» What is required
Output exactly, please, the lines of the records below from the one containing "Max191, line 76: Can" through the final line.

(Stored data entries)
________________

PR #1316, opened 2025-04-26
[Shortfin] Implement preliminary support for the f8e4m3fnuz data type

vinayakdsci:
Implements support for the `f8e4m3fnuz` data type, or `float8`.

Note that while LLM accuracy is correct, the elementwise correctness tests show failures (which might be coming from out-of-range issues rather than implementation bugs).

The patch unconditionally uses float8 format as the default for the KV-cache at the moment. It might be better to support the ability to dump the dtype in `config.json` generated by sharktank so that no such assumptions have to be made.


vinayakdsci:
Closing as @stbaione has a PR that already includes the changes.

PR #1326, opened 2025-04-28
[model_tuner] Add output of best spec file.

rkayaith:
`model_tuner` now outputs the spec file for the best configuration, with the path configurable using `--output-td-spec`.

This is adapted from changes in https://github.com/Max191/shark-ai/commit/6de0af4971ed1daa016dcbe047a9f4069ef52a73

### DIFF
--- a/sharktuner/model_tuner/model_tuner.py
+++ b/sharktuner/model_tuner/model_tuner.py
@@ -70,6 +70,12 @@ def arg_parse() -> argparse.Namespace:
         default="",
         help="Path to the flags file for iree-benchmark-module for model benchmarking.",
     )
+    client_args.add_argument(
+        "--spec-output-path",
+        type=Path,
+        help="Path to write the best tuned spec after",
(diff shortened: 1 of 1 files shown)


sharktuner/model_tuner/model_tuner.py
```diff
@@ -70,6 +70,12 @@ def arg_parse() -> argparse.Namespace:
         default="",
         help="Path to the flags file for iree-benchmark-module for model benchmarking.",
     )
+    client_args.add_argument(
+        "--spec-output-path",
+        type=Path,
+        help="Path to write the best tuned spec after",
```
Max191, line 76: Can you add a note to the help description like:
```
Dumps the best tuned model spec by default, and the best tuned dispatch spec when --stop-after is set to benchmark-dispatches.
```

bangtianliu (approved):

Max191 (approved):
Looks good, thanks!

________________

» Result
Max191, line 76: Can you add a note to the help description like:
```
Dumps the best tuned model spec by default, and the best tuned dispatch spec when --stop-after is set to benchmark-dispatches.
```

bangtianliu (approved):

Max191 (approved):
Looks good, thanks!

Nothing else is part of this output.